Print out the data below in full, exactly as written.

#### [RECORDED DATA]

────

PR #13, opened 2019-01-27
Preliminary support for 9-axis accelerometer sensor MPU9250

conejoninja:
This adds basic support for MPU9250, the sensor has some more complex features that I plan to add at a later time, but I'd like to resolve some doubts before continuing the work (not sure if this is the correct place for such questions).

* Acceleration is returned in mG (Gravity/1000), should it be m/s² ?
* Rotation is returned in millidegrees/second, should it be rads/second?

────

#### [OUTPUT OF THE TASK]
PR #13, opened 2019-01-27
Preliminary support for 9-axis accelerometer sensor MPU9250

conejoninja:
This adds basic support for MPU9250, the sensor has some more complex features that I plan to add at a later time, but I'd like to resolve some doubts before continuing the work (not sure if this is the correct place for such questions).

* Acceleration is returned in mG (Gravity/1000), should it be m/s² ?
* Rotation is returned in millidegrees/second, should it be rads/second?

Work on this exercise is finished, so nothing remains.